6 Steps to Building a Mentorship Program That Actually Works

Nov 5, 2013 Posted by

Leadership development doesn’t just happen in a classroom. As the popular 70-20-10 model for leadership development suggests, new leaders emerge largely from the challenging assignments they complete, secondarily from the relationships they develop and lastly, from formal education.

Too few companies get the second piece of that equation right — the 20 percent spent on development relationships, mostly in the form of mentorships. Why? Because they implement mentorship programs without really thinking through their purpose, objectives and return on investment.

Imagine, then, a mentorship program that’s actually of substance, develops strong leaders and is embraced by everyone involved.

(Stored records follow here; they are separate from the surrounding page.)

PR #672, opened 2025-11-14
Pyghidra Analysis Improvements

rbs-afflitto:

- Add detailed logging output and progress indicators to standalone analysis script
- Fix redundant re-analysis of complex blocks in the standalone analysis script 

**Link to Related Issue(s)**
#673 

- Fix an issue causing redundant unpacking of complex blocks
- Add logging
- Add progress bar when running the analysis tool via CLI

### DIFF
--- a/disassemblers/ofrak_pyghidra/CHANGELOG.md
+++ b/disassemblers/ofrak_pyghidra/CHANGELOG.md
@@ -3,14 +3,17 @@ All notable changes to `ofrak-pyghidra` will be documented in this file.
 
 The format is based on [Keep a Changelog](https://keepachangelog.com/en/1.0.0/) and adheres to [Semantic Versioning](https://semver.org/spec/v2.0.0.html).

What Went Wrong: Off-the-shelf Programs

Before I tell you how to turn this notion into reality, a little bit of history: mentoring has happened informally throughout history. But what had long been a natural process got complicated in the mid-1990s when diversity and inclusion became business imperatives and everyone realized that informal mentoring seemed to happen only in homogenous groups.

In response, formal mentorship programs were born, both to increase career opportunities to minorities and women and to actively develop new leaders. Mentoring as part of leadership development strategies became a “best practice.” But as happens with many best practices, people would read a book or listen to a speech and think they had the knowledge to develop a mentoring program. Off-the-shelf mentorship programs became the norm, robbing them of any meaning.

That’s my problem with mentoring today.

How to Get Mentoring Right: 6 Steps

Well-conceived and designed mentoring programs can have remarkable results; but like any business practice, you have to understand what you want to accomplish, and you have to measure results. If you don’t do this, you have a lot of people matched, having awkward meetings that never really make a difference to either participant.

There are several elements to consider to design an effective mentoring program:

  1. Select the right mentors. Make sure the mentors you select are the ones you want teaching emerging leaders. Mentors can guide new leaders around political obstacles or teach them to manage a large project. But is the political guidance being given what you want to happen? Are the project management lessons based on sound methodology? The selection of mentors should be a careful process that identifies top performers AND their best skills.
  2. Establish clear objectives. Make sure your mentors know what is expected and are willing to commit. Spending time teaching others is energizing for some, and debilitating for others. They need to know the expectations for the program, the responsibilities they will have, and the consequences of not fulfilling the commitment. In order to gain commitment of senior leadership, they need to know exactly what the commitment entails. They need to know how often the pair should meet, what should they do at the meeting, how can they best set up goals for the relationship that can be accomplished in a finite time.
  3. Create a predictable structure. There are few things more discouraging to a new leader than to set aside time and prepare, only to have meetings rescheduled. And that probably is not the leadership behavior that you want them to learn. Have a defined length of time for the relationship.
  4. Check in on mentors and protégés regularly. Emerging leaders may be reluctant to push their mentors to meet, and a facilitator can be helpful by checking up and ensuring that the program is progressing appropriately.
  5. Measure results. Ask mentors and protégés to be prepared to describe to their fellow pairs what they learned, and what the program meant to them. Often, we stop doing something without taking the time to reflect on the experience. For those program administrators, this also becomes your return on investment.
  6. Celebrate the end of the program. Recognize what has been achieved. If a mentor and protégé wants to continue meeting after the formal program is over, that is their decision.

Mentoring can be an incredible experience for both participants, but it’s one that does not always happen by itself. If a more formal approach is preferred, a solid foundation, infrastructure, training and evaluation will help you understand the return on your investment of leadership time.